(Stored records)
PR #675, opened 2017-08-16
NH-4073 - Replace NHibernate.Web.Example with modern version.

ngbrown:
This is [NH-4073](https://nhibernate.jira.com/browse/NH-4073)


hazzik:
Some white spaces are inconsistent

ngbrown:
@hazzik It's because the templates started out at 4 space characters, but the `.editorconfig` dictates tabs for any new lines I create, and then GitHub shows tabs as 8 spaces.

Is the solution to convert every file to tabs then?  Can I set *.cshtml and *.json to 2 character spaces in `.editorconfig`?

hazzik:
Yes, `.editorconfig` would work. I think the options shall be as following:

...

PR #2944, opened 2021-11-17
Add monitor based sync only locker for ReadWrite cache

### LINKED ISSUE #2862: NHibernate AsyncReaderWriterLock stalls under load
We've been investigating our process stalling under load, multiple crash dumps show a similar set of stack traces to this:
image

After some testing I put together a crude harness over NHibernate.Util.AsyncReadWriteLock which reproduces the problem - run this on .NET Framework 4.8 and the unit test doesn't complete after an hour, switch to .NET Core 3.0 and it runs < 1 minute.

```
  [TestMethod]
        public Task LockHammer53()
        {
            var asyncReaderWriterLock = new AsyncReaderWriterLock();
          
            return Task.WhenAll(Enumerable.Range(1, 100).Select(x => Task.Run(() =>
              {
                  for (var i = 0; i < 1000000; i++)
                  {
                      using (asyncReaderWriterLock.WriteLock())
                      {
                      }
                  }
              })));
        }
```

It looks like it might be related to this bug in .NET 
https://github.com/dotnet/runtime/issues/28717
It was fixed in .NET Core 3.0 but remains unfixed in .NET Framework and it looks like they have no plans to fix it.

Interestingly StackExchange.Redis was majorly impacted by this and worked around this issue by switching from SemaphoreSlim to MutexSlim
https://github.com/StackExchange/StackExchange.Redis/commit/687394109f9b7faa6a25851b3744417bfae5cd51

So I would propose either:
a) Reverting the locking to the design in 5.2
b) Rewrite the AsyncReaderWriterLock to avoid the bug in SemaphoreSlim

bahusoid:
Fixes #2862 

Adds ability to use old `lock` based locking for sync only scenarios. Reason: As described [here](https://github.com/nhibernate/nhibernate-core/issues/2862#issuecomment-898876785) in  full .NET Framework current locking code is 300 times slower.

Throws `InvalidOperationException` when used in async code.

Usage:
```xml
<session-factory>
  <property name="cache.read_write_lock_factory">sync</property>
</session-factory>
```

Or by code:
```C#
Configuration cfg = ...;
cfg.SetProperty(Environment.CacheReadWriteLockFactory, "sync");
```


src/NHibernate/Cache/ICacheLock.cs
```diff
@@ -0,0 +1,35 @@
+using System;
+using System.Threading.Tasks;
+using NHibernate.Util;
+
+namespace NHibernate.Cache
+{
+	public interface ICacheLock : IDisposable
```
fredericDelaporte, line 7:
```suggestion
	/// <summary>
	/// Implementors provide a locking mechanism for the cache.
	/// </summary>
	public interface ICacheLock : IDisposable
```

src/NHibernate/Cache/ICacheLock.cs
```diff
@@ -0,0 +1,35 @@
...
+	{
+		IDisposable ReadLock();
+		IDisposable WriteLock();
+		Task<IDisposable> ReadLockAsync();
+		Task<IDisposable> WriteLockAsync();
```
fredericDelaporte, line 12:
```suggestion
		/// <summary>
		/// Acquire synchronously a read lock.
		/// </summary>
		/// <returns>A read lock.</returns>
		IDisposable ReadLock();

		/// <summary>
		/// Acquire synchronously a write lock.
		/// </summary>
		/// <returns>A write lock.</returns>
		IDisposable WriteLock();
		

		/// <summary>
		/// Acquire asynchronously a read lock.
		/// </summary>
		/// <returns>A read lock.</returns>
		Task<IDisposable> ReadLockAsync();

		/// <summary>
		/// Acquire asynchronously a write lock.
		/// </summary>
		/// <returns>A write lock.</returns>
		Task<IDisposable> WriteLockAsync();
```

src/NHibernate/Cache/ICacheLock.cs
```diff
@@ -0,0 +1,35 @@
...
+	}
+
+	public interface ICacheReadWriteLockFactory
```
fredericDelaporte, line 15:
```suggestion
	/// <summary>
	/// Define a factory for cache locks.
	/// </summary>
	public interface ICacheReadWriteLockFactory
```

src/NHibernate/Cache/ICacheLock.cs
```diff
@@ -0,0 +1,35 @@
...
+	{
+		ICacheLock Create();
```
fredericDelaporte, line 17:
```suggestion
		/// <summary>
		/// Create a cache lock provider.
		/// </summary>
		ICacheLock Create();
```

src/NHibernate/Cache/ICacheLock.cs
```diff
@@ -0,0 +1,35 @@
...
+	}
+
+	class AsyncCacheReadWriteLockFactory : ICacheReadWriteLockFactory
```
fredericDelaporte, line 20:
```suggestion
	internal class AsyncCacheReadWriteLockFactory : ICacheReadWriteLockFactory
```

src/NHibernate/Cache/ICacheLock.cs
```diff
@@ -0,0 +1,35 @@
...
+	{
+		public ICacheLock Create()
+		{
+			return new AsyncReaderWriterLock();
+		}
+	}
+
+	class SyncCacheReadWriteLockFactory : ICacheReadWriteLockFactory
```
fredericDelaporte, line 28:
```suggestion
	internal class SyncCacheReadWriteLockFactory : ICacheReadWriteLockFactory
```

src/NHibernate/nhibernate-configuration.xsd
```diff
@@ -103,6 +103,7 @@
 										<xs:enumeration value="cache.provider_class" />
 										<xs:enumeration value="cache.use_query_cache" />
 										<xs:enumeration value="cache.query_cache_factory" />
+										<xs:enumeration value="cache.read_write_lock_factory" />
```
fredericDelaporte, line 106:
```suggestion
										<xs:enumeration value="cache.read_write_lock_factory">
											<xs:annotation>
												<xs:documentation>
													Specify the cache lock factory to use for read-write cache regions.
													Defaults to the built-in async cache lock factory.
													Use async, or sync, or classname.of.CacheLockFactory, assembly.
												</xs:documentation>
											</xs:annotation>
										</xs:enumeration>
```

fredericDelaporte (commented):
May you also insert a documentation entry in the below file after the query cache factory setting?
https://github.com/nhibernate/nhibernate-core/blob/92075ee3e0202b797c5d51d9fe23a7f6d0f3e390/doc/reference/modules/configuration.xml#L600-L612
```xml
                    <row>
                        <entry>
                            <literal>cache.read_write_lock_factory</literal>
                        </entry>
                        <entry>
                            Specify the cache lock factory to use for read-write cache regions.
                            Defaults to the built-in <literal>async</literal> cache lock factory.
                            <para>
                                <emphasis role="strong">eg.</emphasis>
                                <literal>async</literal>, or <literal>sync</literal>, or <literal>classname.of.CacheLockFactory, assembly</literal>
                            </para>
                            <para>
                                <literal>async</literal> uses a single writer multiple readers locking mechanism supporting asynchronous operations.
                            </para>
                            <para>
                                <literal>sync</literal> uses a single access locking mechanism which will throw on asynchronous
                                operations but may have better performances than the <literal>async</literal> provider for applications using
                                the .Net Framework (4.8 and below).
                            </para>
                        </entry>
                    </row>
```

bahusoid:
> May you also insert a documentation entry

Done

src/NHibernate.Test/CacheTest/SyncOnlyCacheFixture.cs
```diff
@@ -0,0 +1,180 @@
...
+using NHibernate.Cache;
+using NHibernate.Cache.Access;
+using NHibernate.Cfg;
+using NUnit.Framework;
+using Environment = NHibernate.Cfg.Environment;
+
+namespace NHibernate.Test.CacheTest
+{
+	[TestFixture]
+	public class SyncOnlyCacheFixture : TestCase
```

## [Instructions to follow]
Show every line from the entries above in which the word "using" appears.

## [Answer section]
                      using (asyncReaderWriterLock.WriteLock())
+using System;
+using System.Threading.Tasks;
+using NHibernate.Util;
                                operations but may have better performances than the <literal>async</literal> provider for applications using
+using NHibernate.Cache;
+using NHibernate.Cache.Access;
+using NHibernate.Cfg;
+using NUnit.Framework;
+using Environment = NHibernate.Cfg.Environment;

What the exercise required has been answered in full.